#ubuntu-pt 2011-02-21
<BUGabundo> evening
<joaopinto> oi
<joaopinto> BUGabundo, jogas jogos opensource ?
<BUGabundo> n jogo kase nada
<BUGabundo> pq joaopinto?
<joaopinto> ando com uma ideia para um evento com jogos OS
<BUGabundo> no q eu puder ajudar
#ubuntu-pt 2011-02-22
<BUGabundo> night guys
<andreamorimneto> ola
<andreamorimneto> alguem pode me ajuda no meu ubuntu
<andreamorimneto> estou precisando de ajudar para configurar o meu ubuntu
<andreamorimneto> alguem responde por favor
<kimus> o que se passa andreamorimneto
<kintoandar> kimus: malta nova no IRC de certeza
<kimus> kintoandar: era a perguntar sobre o kismet... mas aposto que já tinha falado com ele à uns meses
<kintoandar> bem, foi ele q perdeu :p
<kimus> é pessoal novo a aprender a 'piratear'/'hackear'
<kintoandar> script kiddies
<kintoandar> e tu pah, já li algumas coisas sobre ti... que fazes por cá?
<kimus> kintoandar: ? les-te algumas coisas sobre mim? coisas não muito boas presumo...
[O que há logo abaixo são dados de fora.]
PR #6714, opened 2024-09-19
paste: permit the delimiter list to be empty

andrewliebenow:
Also: refactored the delimiter processing logic

### DIFF
--- a/src/uu/paste/src/paste.rs
+++ b/src/uu/paste/src/paste.rs
@@ -9,6 +9,7 @@ use clap::{crate_version, Arg, ArgAction, Command};
 use std::fs::File;
 use std::io::{stdin, stdout, BufRead, BufReader, Read, Write};
 use std::path::Path;
+use std::slice::Iter;
 use uucore::error::{FromIo, UResult, USimpleError};
 use uucore::line_ending::LineEnding;
 use uucore::{format_usage, help_about, help_usage};
@@ -115,39 +116,119 @@ fn paste(
         ));
     }
 
-    let delimiters: Vec<char> = unescape(delimiters).chars().collect();
-    let mut delim_count = 0;
-    let mut delim_length = 1;
+    struct DelimiterData<'a> {
+        current_delimiter_length: usize,
+        delimiters_encoded: &'a [Box<[u8]>],
+        delimiters_encoded_iter: Iter<'a, Box<[u8]>>,
+    }
+
+    // Precompute instead of doing this inside the loops
+    let mut delimiters_encoded_option = {
+        let delimiters_unescaped = unescape(delimiters).chars().collect::<Vec<_>>();
+
+        let number_of_delimiters = delimiters_unescaped.len();
+
+        if number_of_delimiters > 0 {
+            let mut vec = Vec::<Box<[u8]>>::with_capacity(number_of_delimiters);
+
+            {
+                // a buffer of length four is large enough to encode any char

<kintoandar> django para a cabeça e tal
<kintoandar> pelo q m apercebi já és da velha guarda
<kintoandar> tipo o higuita e tal
<kimus> lol
<kintoandar> é pena o canal ser paradito, mas acredito q estamos todos cá para o mesmo
<kintoandar> tentar ajudar quem começa nesta demanda do FOSS e Linux
<kimus> é parado porque ninguém usa. usam agora o facebook... e emails
<kintoandar> isso é overated, são modas
<kintoandar> IRC sempre foi e sempre será onde a malta se encontra
<kintoandar> basta passar pelo #centos, ou outra comunidade de developers #android #openssl
<kintoandar> etc
<kimus> pois... e emails (da mailinglist) por vezes não é a melhor ferramenta para ajudar
<joaopinto> modas :) ?
<joaopinto> desculpa mas estás mal informado sobre o numero de utilizadores de IRC ao longo do tempo :)
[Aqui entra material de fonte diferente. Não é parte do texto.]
PR #6715, opened 2024-09-19
Change the git pre-commit actions to work on stable.

dcampbell24:
These are not being fixed, so it does not make sense to constantly take on new lints. The fmts may never be stabilized. Currently, you can not even commit, because it errors out. At least switch to lints that make it to stable when they are released.


dcampbell24:
For some reason it runs on all files not just the ones in the commit.

sylvestre:
Makes sense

<kimus> não é modas... o IRC é que ninguém já usa... é só outro tipo de chat
<kimus> estou? optimo
<joaopinto> obviamente era para o kintoandar
<kintoandar> admito q uso do IRC decresceu, mas continua vivo e de boa saude
<joaopinto> para um minoria ;)
<kintoandar> mas é uma "minoria" bem importante ;)
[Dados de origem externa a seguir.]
Issue #3075, opened 2022-02-05
join: decide if and how to support non-UTF-8, single byte field separators on non-Unix


jtracey:
Related: #554

As part of getting GNU's join tests to pass (#2634), we implemented support for non-Unicode field separators on unix-like platforms (#2902). The reason for not supporting other platforms is that only `std::os::unix::ffi::OsStrExt` provides the `as_bytes()` method for `OsStr`s (see the [std::ffi docs on conversions](https://doc.rust-lang.org/1.58.1/std/ffi/index.html#conversions)). Clap can only provide arguments in one of two forms: as Rust `String`s, or as `OsString`s. The former can only represent valid Unicode data, and the latter has a platform-dependent representation, which is by default opaque to the consumer. Because of this, most OSs cannot directly represent arbitrary single bytes in arguments.

Using a non-ASCII byte as a field separator is somewhat rare, but far from unheard of. It should be decided if this usage is common enough to warrant supporting it on other, non-unix platforms, and if so, how that support should be implemented. The options I see are:
 - Extend the `\0` syntax implemented in #2881. While GNU doesn't support it, we could fairly easily extend this to parsing everything following the `\` as a u8 (presumably following [prtinf's syntax](https://github.com/uutils/coreutils/blob/4f9ba87c52d27f639f19f091ca475975915b89cb/src/uu/printf/src/printf.rs#L61)). This would have the advantage of also making it easier to use non-Unicode values generally, even on Unix platforms, where they currently have to be created using workarounds like `$(printf '\247')`. The disadvantage is that it contradicts GNU's behavior in a literal sense, though not in any way that is currently tested.
 - Add a new option. Similar to the above, but rather than extending an existing option, it would avoid directly contradicting GNU's behavior by making a new `--separator-value` option or something. Presumably it shouldn't be hard to pick a name that has a very low probability of ever colliding with a future GNU option. The disadvantage of this is it adds a redundant option to something already exposed, in a non-standard way.
[...]

PR #6736, opened 2024-09-25
join: add support for multibyte separators

jtracey:
GNU join used to not support any separators over 1 byte in length, and had tests ensuring such separators would return an error. As such, years ago, we removed our support for multibyte unicode characters, and added support for single non-unicode bytes to match their behavior, and got GNU tests passing. Now, [GNU join supports multibyte separators when they're valid characters in the current locale's encoding](https://www.youtube.com/watch?v=LV0wTtiJygY). We're not in a position to add proper locale support yet, but this adds the next best thing, and should get the new GNU tests to pass in CI by assuming UTF-8 encodings. This is just straight up wrong on Windows, which always uses UTF-16, but that was always [weird](https://github.com/uutils/coreutils/issues/3075), and the "right" thing on Windows at this point would be to reject all possible separators other than null, which doesn't sound very useful.

The first commit fixes our tests to better reflect the new GNU behavior. The second commit gets multibyte separators working in a way closely resembling what we were already doing. But this bloats the separator enum we were using, and adds a bunch of clones or (de)refs, which profiling showed added a notable hit to performance (though still significantly faster than GNU), all to support a few extra bytes that will likely be rarely used. The third commit therefore changes the enum into a trait, so we can use generics instead of matching, getting us most of that lost performance back (or possibly all, it's hard to get consistent measurements).


sylvestre:
clippy is complaining on:

```
 error: this argument is passed by value, but not consumed in the function body
   --> src/uu/join/src/join.rs:366:56
    |
366 |     fn new<Sep: Separator>(string: Vec<u8>, separator: Sep, len_guess: usize) -> Self {
    |                                                        ^^^ help: consider taking a reference instead: `&Sep`
    |
    = help: for further information visit [https://rust-lang.github.io/rust-clippy/master/](https://rust-lang.github.io/rust-clippy/master/index.html#needless_pass_by_value)
```

src/uu/join/src/join.rs
```diff
@@ -60,13 +61,104 @@ enum FileNum {
...
-    Char(u8),
+#[derive(Clone)]
+enum SepSetting {
+    Byte(u8),
+    Char(Vec<u8>),
     Line,
     Whitespaces,
 }
 
+trait Separator: Clone {
```
sylvestre, line 72: please add some comments

jtracey: Added doc comments to the associated methods and the instantiations. No comment for the trait itself since it is what it says (any join separator), but I can add one if you'd like.

jtracey:
Sorry for all the force pushes, made a series of dumb mistakes by trying to fix things too quickly. The new additional commit adds a test that should have been there already and would have saved me some time (join handles whitespace separators differently than every other kind of separator).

<joaopinto> por falar nisso um dia destes tenho que testar os clientes de jabber
<joaopinto> a ver se ja ha coisas mais interessantes para colaboração
<kintoandar> pah, openfire é catita, mas na altura com 50 users o gajo ficava de joelhos
<kintoandar> (altura == 2 anos atras)
<joaopinto> isso tem algum tipo de whiteboard para chats de grupo ?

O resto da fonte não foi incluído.